→ **PROBLEM**: In the listing below, the lines starting with the line with "Screenshot 2021-07-27 at" and going on through the line with "my changes :)" are to be reproduced exactly, and only those.

→ **INPUT FOR THIS TASK**:
..............................

Issue #887, opened 2021-07-07
`TypeError` in event form


melegiul:
### Describe the Bug

TypeError is thrown for newly created events

### Steps to Reproduce

1. Go to form for creating a new event
2. Enter valid form data
3. Click save
4. See the type error

### Expected Behavior

New event is created by form submission

### Actual Behavior

Exception occurs

### Additional Information

```
TypeError at /augsburg/events/de/new
has_changed() missing 2 required positional arguments: 'initial' and 'data'
```
![Screenshot from 2021-07-07 13-46-24](https://user-images.githubusercontent.com/47010475/124753881-cfecfc00-df29-11eb-9343-7da29fca5054.png)

david-venhoff:
The error originates from this line: https://github.com/Integreat/integreat-cms/blob/3c93fcba93637d700c66a740de788c4a81625705/src/cms/views/events/event_view.py#L187
Apparently, the method `has_changed` takes two arguments which are not specified there. A possible fix would be to replace this line with
```python
            elif "is_recurring" in event_form.changed_data:
```

Unfortunately, this causes another error, when the user removes an existing recurrence rule:
![grafik](https://user-images.githubusercontent.com/78504586/125940529-d5979be8-4d1a-40d6-a1eb-5d84a91b5d8a.png)

This error originates from there:
https://github.com/Integreat/integreat-cms/blob/3c93fcba93637d700c66a740de788c4a81625705/src/cms/views/events/event_view.py#L190

To me it seems like the line above causes this error, because the deletion does not set the recurrence rule to null, just its foreign key. Adding a line below 189:
```python
                event_form.instance.recurrence_rule = None
```
fixes that. However I am not sure why exactly django is throwing the new error, so this is most likely not the best fix.

florianhofhammer:
A possible issue is that `has_changed` determines whether a field value has changed or not based on the field's initial value and the newly assigned (through the `POST`) value (see the [Django docs](https://docs.djangoproject.com/en/3.2/ref/forms/api/#django.forms.Form.has_changed)).
When doing some introspection on `event_form.fields["is_recurring"]`, we see that it's `initial` value is set to `None`. I assume that this is the reason for the error because the comparison then obviously fails.
I'm digging into it!

florianhofhammer:
[...]

PR #905, opened 2021-07-24
Fix `TypeError` in `EventView` caused by missing method arguments

florianhofhammer:
### Short description

This PR fixes a `TypeError` occurring when trying to save a newly created event. The error is due to missing arguments to the `has_changed` method invoked on a field of the form.

### Proposed changes

Steps to fix the error:

- Provide the necessary arguments to the method
- Check the arguments for validity (i.e., not invoking `NoneType` objects) before

Even though the `elif` clause looks a little bit messy and overloaded now, I chose to stick with the method call instead of another workaround because the method invoked on the field does checks that we'd have to account for in our workaround otherwise.

### Resolved issues

Fixes: #887

### DIFF
--- a/src/cms/views/events/event_view.py
+++ b/src/cms/views/events/event_view.py
@@ -191,7 +191,9 @@ class EventView(TemplateView, EventContextMixin, MediaContextMixin):
             if event_form.cleaned_data.get("is_recurring"):
                 # If event is recurring, save recurrence rule
                 event_form.instance.recurrence_rule = recurrence_rule_form.save()
-            elif event_form.fields["is_recurring"].has_changed():
+            elif event_instance and event_form.fields["is_recurring"].has_changed(
+                event_instance.is_recurring, event_form.cleaned_data.get("is_recurring")
+            ):
                 # If the event is not recurring but it was before, delete the associated recurrence rule
                 event_form.instance.recurrence_rule.delete()
             event_translation_form.instance.event = event_form.save()
--- a/src/cms/views/events/event_view.py
+++ b/src/cms/views/events/event_view.py
@@ -191,11 +191,10 @@ class EventView(TemplateView, EventContextMixin, MediaContextMixin):
             if event_form.cleaned_data.get("is_recurring"):
                 # If event is recurring, save recurrence rule
                 event_form.instance.recurrence_rule = recurrence_rule_form.save()
-            elif event_instance and event_form.fields["is_recurring"].has_changed(
-                event_instance.is_recurring, event_form.cleaned_data.get("is_recurring")
-            ):
+            elif event_form.instance.recurrence_rule:
                 # If the event is not recurring but it was before, delete the associated recurrence rule
                 event_form.instance.recurrence_rule.delete()
+                event_form.instance.recurrence_rule = None
             event_translation_form.instance.event = event_form.save()
             event_translation_form.save()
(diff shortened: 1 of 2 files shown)


src/cms/views/events/event_view.py
```diff
@@ -191,7 +191,9 @@ def post(self, request, **kwargs):
             if event_form.cleaned_data.get("is_recurring"):
                 # If event is recurring, save recurrence rule
                 event_form.instance.recurrence_rule = recurrence_rule_form.save()
-            elif event_form.fields["is_recurring"].has_changed():
+            elif event_instance and event_form.fields["is_recurring"].has_changed(
+                event_instance.is_recurring, event_form.cleaned_data.get("is_recurring")
+            ):
```
timoludwig, line 196:
```suggestion
            elif event_instance and event_instance.recurrence_rule:
```
Maybe, we can simplify this? If I understand it correctly, we want to delete the recurrence rule object in this case:
- The event exists
- The event was recurring before
- The event should not be recurring anymore

Since the last condition is already checked by the fact that the first if case `event_form.cleaned_data.get("is_recurring")` was not matched, I think we can just check the first two conditions instead of relying on the Django functionality `has_changed`... or am I missing something here?

src/cms/views/events/event_view.py
```diff
@@ -191,7 +191,9 @@ def post(self, request, **kwargs):
...
                 # If the event is not recurring but it was before, delete the associated recurrence rule
                 event_form.instance.recurrence_rule.delete()
```
timoludwig, line 198:
```suggestion
                event_form.instance.recurrence_rule.delete()
                event_form.instance.recurrence_rule = None
```
I still get the error `save() prohibited to prevent data loss due to unsaved related object 'recurrence_rule'.` when I change an event from recurring to non-recurring. I'm not completely sure what causes the error, but if I understood it correctly, it's the following:
- The `delete()` deletes the recurrence rule in the database, but it does not change the recurrence rule of the event instance
- The event instance still has the recurrence rule as before, with the only difference being that the recurrence rule is not in the database anymore
- Django sees that you want to save the event which has an unsaved foreign key object and throws the error

So I presume that we need both: deleting the recurrence object (so the database doesn't get polluted with old and unused recurrence rule objects) and to set the recurrence rule of the event explicitly to `None`.

timoludwig (commented):
Good to see you're back :rocket: :muscle: :1st_place_medal: 

Thanks for your PR, I'm not sure whether that's a problem on my side, but it doesn't fix the issue for me. See my comments below for my suggestions :blush:

src/cms/views/events/event_view.py
florianhofhammer: Sorry for taking so long to respond.

You're right, my solution checked the change more explicitly but as I mentioned already above, I was not very happy with my solution anyways.
Since we already know through the first ` if event_form.cleaned_data.get("is_recurring")` which evaluated to false that there should be no recurrence now, we implicitly know that there was a change if the object still exists.

src/cms/views/events/event_view.py
florianhofhammer: That is absolutely right, I totally missed that part.
Since I was only looking at the creation of new events according to the linked issue, this problem absolutely slipped through and I didn't test for this functionality.

timoludwig (approved):
Thank you! :+1: :tada:

Issue #898, opened 2021-07-17
Broken icon widget preview


timoludwig:
### Describe the Bug

At the moment, we have two problems with the preview of our custom icon widget:

1. If the media library overlay is closed without selecting a file, the preview shows a broken image placeholder.

    **Suggested Solution:**
    Only show the preview when the file is selected, not when the media library overlay is opened.

2. If a PDF file is selected as icon, the following `ValueError` is shown:
    ```
    ValueError at /organizations/1/edit
    
    The 'thumbnail' attribute has no file associated with it.
    ```

    **Suggested Solution:**
    Only make it possible to select images as icons, and not text documents. This may require some changes to the media library (especially the overlay which is used to select the files). Additionally, include a fallback for when the file is an image but has no valid thumbnail. In this case, the actual file should be used for the preview.

PR #909, opened 2021-07-24
Restrict file selection to images on icon fields.

ulliholtgrave:
### Short description
This PR adds a variable to the selection component to restrict the selection of icons fields.

### Proposed changes
- Add boolean field 'onlyImage' to differentiate between images and other documents.
- Only show icon field if image is set by the media library.

### Resolved issues

Fixes: #898 
Fixes: #915


src/frontend/js/media-management/library.tsx
```diff
@@ -40,14 +41,17 @@ export default function Library({
...
 }: Props) {
   // The directory path contains the current directory and all its parents
   const [directoryPath, setDirectoryPath] = useState<Directory[]>([]);
   // The current directory is the last element of the directory path
   const directory = directoryPath[directoryPath.length - 1];
   // The directory content contains all subdirectories and files of the current directory
-  const [directoryContent, setDirectoryContent] = useState<MediaLibraryEntry[]>([]);
+  const [directoryContent, setDirectoryContent] = useState<MediaLibraryEntry[]>(
+    []
+  );
```
timoludwig, line 54: I'm not sure if I really find this more readable than before... Maybe you can configure prettier with a slightly longer max line length? E.g. 88 characters like black or 100 chars?

timoludwig (commented):
Thanks :muscle: 

This fixes both issues with the icon field, I just experience a problem in the edge case where an image does not have a thumbnail (you can test this behaviour by setting the thumbnail to `null` in Django admin after uploading a file)...
Screenshot 2021-07-27 at 18-51-10 Integreat Redaktionssystem
Can you maybe create a `thumbnail_url` property which returns `thumbnail.url` if the thumbnail is set and has a fallback to `file.url` if the media file is an image without thumbnail?
Maybe we can also use this in the library itself to show the original image in the sidebar if the tumbnail doesn't exist (I think we would have to use the new `thumbnail_url` property in the `serialize()` method for this)...

src/frontend/js/media-management/library.tsx
ulliholtgrave: Yeah, Will do so :)

ulliholtgrave:
@timoludwig Can you think of any other cases then the media upload (e.g. https://github.com/Integreat/integreat-cms/blob/a76074db3cdb39356d625d3998cdfc2bec258103/src/cms/views/media/media_actions.py#L123) where a thumbnail doesn't gets created or doesn't exist?

ulliholtgrave:
@timoludwig I applied your proposal with the additional property for non-existing thumbnails. As I was already touching the media library, I implemented the Loading Spinner from #915 as well. Feel free to review my changes :)

src/frontend/js/media-management/library.tsx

..............................

→ **TASK SOLUTION**:
Screenshot 2021-07-27 at 18-51-10 Integreat Redaktionssystem
Can you maybe create a `thumbnail_url` property which returns `thumbnail.url` if the thumbnail is set and has a fallback to `file.url` if the media file is an image without thumbnail?
Maybe we can also use this in the library itself to show the original image in the sidebar if the tumbnail doesn't exist (I think we would have to use the new `thumbnail_url` property in the `serialize()` method for this)...

src/frontend/js/media-management/library.tsx
ulliholtgrave: Yeah, Will do so :)

ulliholtgrave:
@timoludwig Can you think of any other cases then the media upload (e.g. https://github.com/Integreat/integreat-cms/blob/a76074db3cdb39356d625d3998cdfc2bec258103/src/cms/views/media/media_actions.py#L123) where a thumbnail doesn't gets created or doesn't exist?

ulliholtgrave:
@timoludwig I applied your proposal with the additional property for non-existing thumbnails. As I was already touching the media library, I implemented the Loading Spinner from #915 as well. Feel free to review my changes :)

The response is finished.